FIELD OF THE INVENTION 
The present invention relates to a process and an apparatus for producing 
single crystals, specifically silicon single crystals which have excellent 
dielectric strength of gate oxide films. 
DESCRIPTION OF THE PRIOR ART 
Among a number of methods, Czochralski process has been widely applied to 
production of silicon single crystals because it is a feasible industrial 
method for producing single crystals. 
FIG. 7 is a schematic cross section to show how Czochralski process is 
realized, in which (1) indicates a crucible. A heating element (2) is 
installed outside the crucible (1), the crucible contains the melt (4) of 
the material of the single crystal which is the original material for 
forming the single crystal melted by the heating element. The lower end of 
the seed crystal held with a pulling shaft or a pulling wire is lowered to 
contact the surface of the melt, then the pulled crystal (3) grows and 
becomes solidified out of the melt at the lower end of the crystal. 
Recently as the degree of integration of MOS devices increases, 
requirements for various characteristics have been imposed on silicon 
wafers, which are fabricated from the pulled single crystals.

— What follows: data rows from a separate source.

Issue #11452, opened 2021-11-13
executionScheduled should be emitted after the code cell's execute() is called


xiaohk:
## Description

Right now the `executionScheduled` signal is emitted before `CodeCell.execute` is called.

https://github.com/jupyterlab/jupyterlab/blob/5755ea86fef3fdbba10cd05b23703b9d60b53226/packages/notebook/src/actions.tsx#L2026-L2027

It can cause execution racing in widget development. See the example below.

## Reproduce

Say we are developing a widget that automatically executes a code cell A whenever any other code cell is executed. We can listen to the `executionScheduled` signal:

```ts
// Listen to the notebook execution events so we can auto-run cell A
NotebookActions.executionScheduled.connect((_, args) => {
  if (args.cell.node !== this.cell.node) {
    this.execute();
  }
});
```

Our custom `execute` in this widget is defined as:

The 
requirement of high reliability for the gate oxide films is strict, 
because the intensity of the electric field applied to the films as stress 
is enhanced under a constant single source voltage, while thinning of the 
gate oxide films advances with decreasing dimensions of the integrated 
circuits for DRAM. 
Dielectric strength of gate oxide films is one of the material 
characteristics which has decisive importance upon the reliability of the 
product. Therefore, development of the single crystals and their 
production technology is urgently needed. 

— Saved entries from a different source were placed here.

Issue #11456, opened 2021-11-14
JupyterLab fails to build


amzon-ex:
## Description

JupyterLab fails to build using `jupyter lab build`. I read a few issues relating to this in the repo, but they don't seem to answer my issue.

## Context

JupyterLab installed with pip.

- Operating System and version: WSL Ubuntu 20.04
- Python version: 3.8.10
- Browser and version: Edge 95 
- JupyterLab version: 3.2.3
- Nodejs version: 17.1.0

## Error Log
```
[LabBuildApp] > node /home/amzon-ex/.local/lib/python3.8/site-packages/jupyterlab/staging/yarn.js run build:prod:minimize
[LabBuildApp] yarn run v1.21.1
$ webpack --config webpack.prod.minimize.config.js
[webpack-cli] ModuleNotFoundError: Module not found: Error: Can't resolve './base.css' in '/home/amzon-ex/.local/share/jupyter/lab/staging/node_modules/@mohirio/jupyterlab-horizon-theme/style'
    at /home/amzon-ex/.local/share/jupyter/lab/staging/node_modules/webpack/lib/Compilation.js:2011:28
    at /home/amzon-ex/.local/share/jupyter/lab/staging/node_modules/webpack/lib/NormalModuleFactory.js:795:13
    at eval (eval at create (/home/amzon-ex/.local/share/jupyter/lab/staging/node_modules/tapable/lib/HookCodeFactory.js:33:10), <anonymous>:10:1)
    at /home/amzon-ex/.local/share/jupyter/lab/staging/node_modules/webpack/lib/NormalModuleFactory.js:275:22
    at eval (eval at create (/home/amzon-ex/.local/share/jupyter/lab/staging/node_modules/tapable/lib/HookCodeFactory.js:33:10), <anonymous>:9:1)
    at /home/amzon-ex/.local/share/jupyter/lab/staging/node_modules/webpack/lib/NormalModuleFactory.js:431:22
    at /home/amzon-ex/.local/share/jupyter/lab/staging/node_modules/webpack/lib/NormalModuleFactory.js:124:11
    at /home/amzon-ex/.local/share/jupyter/lab/staging/node_modules/webpack/lib/NormalModuleFactory.js:667:25
    at /home/amzon-ex/.local/share/jupyter/lab/staging/node_modules/webpack/lib/NormalModuleFactory.js:852:8
[...]

Issue #10554, opened 2021-07-06
Improve the user experience and awareness about prebuilt extensions


krassowski:
### Problem

Many users find themselves trying to install extensions from source; this is not surprising especially given it was the only way for a long time and that the Extension Manager uses this approach.

Several extension authors who migrated to pre-built extensions either abandoned publishing source releases to NPM, or are unable to support troubleshooting errors in the built step following installation from source (which is often the reason for only publishing to PyPI/conda). However, many users do not know about the pre-built extensions and are stuck trying to install the source version and failing either because the new version compatible with JupyterLab 3 was never published to NPM, or because they encounter build errors (and there are not enough volunteers to help them troubleshoot). This leads to frustrating user experience; there are multiple examples:

<details>
- ["JupyterLab failed to build"](https://discourse.jupyter.org/t/jupyter-lab-failed-to-build/9745), discourse (problem with building after installing `@lckr/jupyterlab_variableinspector` solved by `conda install`)
- ["hate-hate relationship between me and jupyterlab"](https://twitter.com/psychemedia), Tony Hirst on Twitter (`jupyterlab-skip-traceback` 4.0 with JupyterLab 3.x support published on PyPI but not on NPM, I suggested pip install)
- ["Unable to install jupyterlab-execute-time extension"](https://stackoverflow.com/q/67390716/6646912), StackOverflow (`jupyterlab-execute-time` 2.x with JupyterLab 3.x support published on PyPI but not on NPM)
- ["Can't install any jupyterlab extensions in docker image"](https://stackoverflow.com/q/67599080/6646912), StackOverflow (hours spent on trying to troubleshoot problems with installing `@jupyter-widgets/jupyterlab-manager` despite of a simple solution of `pip install jupyterlab_widgets`, actually appears to be the same as:  10272)
- ["How to match the versions of jupyterlab-nvdashboard and JupyterLab"](https://stackoverflow.com/q/67817972/6646912), StackOverflow (`jupyterlab-nvdashboard` not released on NPM but available on PyPI)
- ["RuntimeError: JupyterLab failed to build"](https://stackoverflow.com/q/68276261/6646912), StackOverflow (`jupyterlab-lsp` build error that I cannot and don't want to investigate as extension author as a) the poster did not provide sufficient information b) I won't have time for that)
[...]

PR #11476, opened 2021-11-16
Recommend trying prebuilt extension version in the build failure dialog

krassowski:
## References

Addresses point 3 in #10554 and the discussion in #11456. I would really appreciate suggestions on the wording.

## Code changes

Expand the build failed dialog message.

## User-facing changes

TBD

None - this message is not currently translated (which we should fix, but it's a separate matter - I added a note in #10737)

### DIFF
--- a/packages/services/src/builder/index.ts
+++ b/packages/services/src/builder/index.ts
@@ -82,7 +82,11 @@ export class BuildManager {
         throw new ServerConnection.ResponseError(response, 'Build aborted');
       }
       if (response.status !== 200) {
-        const message = `Build failed with ${response.status}, please run 'jupyter lab build' on the server for full output`;
+        const message = `Build failed with ${response.status}.
+
+        If you are experiencing the build failure after installing an extension (or trying to include previously installed extension after updating JupyterLab) please check the extension website for new installation instructions as many extensions migrated to the prebuilt extensions system which no longer requires rebuilding JupyterLab (but uses a different installation procedure, typically involving a package manager such as 'pip' or 'conda').
+
+        If you specifically intended to install a source extension, please run 'jupyter lab build' on the server for full output.`;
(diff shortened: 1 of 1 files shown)


packages/services/src/builder/index.ts
```diff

Two methods have been proposed for the process of producing single crystals 
which have excellent dielectric strength of gate oxide films. 
First, a process for producing silicon single crystals was developed using 
Czochralski technique with a limit of 0.8 mm/min or less for growing the 
single crystal in order to improve dielectric strength of gate oxide films 
of the crystal (See Laid-open (Kokai) No. 2-267195). As a result, in 
accordance with this method, when the dielectric strength of gate oxide 
films is evaluated in terms of the voltage ramping method, which will be 
explained later, the ratio of the number of acceptable MOB diodes is 
beyond 60%; if the average strength of the electric field imposed on the 
oxide films formed on the silicon wafer is above 8.0 MV/cm, no dielectric 
breakdown of insulation of the oxide films occurs. 

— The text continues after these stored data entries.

PR #11488, opened 2021-11-17
Fix Tex highlights affecting Markdown with standalone `$`

### LINKED ISSUE #11482: Markdown syntax highlighting broken when standalone dollar (`$`) present
## Description

Similar to #6774, but not due to code blocks but incorrect highlighting rule for `$math mode$` in markdown: math mode is only parsed if both opening and closing dollars are in the same line but the current implementation does not have this restriction causing valid GFM markdown to be incorrectly highlighted.

Observed out in the wild when following a statistical genetics practical - together with #10861 (I already sent a PR yesterday) made it very hard to follow.

## Reproduce

Paste the following in a markdown cell:

~~~markdown
Example command:

```sh
$ ls
```

runs `ls`; the $ is the command prompt (the text after dollar sign should NOT be highlighted)

```sh
$ cd some/path
```

And list contents again: (text in this line should NOT be highlighted, greyed out, nor in italics)

```sh
$ ls
```
~~~

See incorrect highlighting:

Screenshot from 2021-11-17 13-22-33

## Expected behavior

Should look like this:

Screenshot from 2021-11-17 13-43-53

## Context

- JupyterLab version: 3.2.3

I will send a PR after hours.

krassowski:
## References

Fixes #11482

## Code changes

- Adds a regular expression lookahead to the opening conditions for inline tex highlighting.
- Adds visual regression test

## User-facing changes

Before:

Screenshot from 2021-11-17 19-29-57

After:

Screenshot from 2021-11-17 19-27-00

None


fcollonval (approved):
Thanks @krassowski !

fcollonval:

However, the rate of crystal growth is equivalent to the rate of pulling up 
of the silicon single crystal and is directly connected to the rate of 
producing the silicon crystal. The rate of pulling up silicon single 
crystals in industrial production is generally greater than 1.0 mm/min, 
and reducing the rate of pulling up, as is indicated in the method 
mentioned above, means a sharp lowering of productivity of silicon single 
crystals. Also it is a matter of concern in the generation of oxidation 
induced stacking faults in the silicon single crystal which have a low 
rate of pulling up below 0.8 mm/min. 
Secondly, there is a report about the effects of the thermal history in the 
process of pulling up single crystals in accordance with Czochralski 
process upon dielectric strength of oxide films (See 30P-ZD-17, The Japan 
Society of Applied Physics Extended Abstracts, The 39th Autumn Meeting, 
1992). 
According to this report, the dielectric strength of gate oxide films of a 
silicon wafer is largely dependent on the rate of crystal growth. It is 
not dominated, however, by the rate of crystal growth solely, but is 
consequently dependent upon the varying thermal history during the crystal 
growth. It has been reported also that the nuclei of imperfections in 
crystals, which reduce dielectric strength of gate oxide films, are formed 
during the crystal growth by pulling, the nuclei contracting in the high 
temperature range (above 1250.degree. C.) and grown in the low temperature 
range (below 1100.degree. C.). Here, the term, thermal history, refers to 
the heat patterns to which the single crystal is exposed during the 
cooling stage from the temperature of solidification while the single 
crystal is pulled up. It is said that the dielectric strength of the 
silicon wafer can be improved by adjusting the thermal history of the 
silicon single crystal during its growth by crystal pulling. 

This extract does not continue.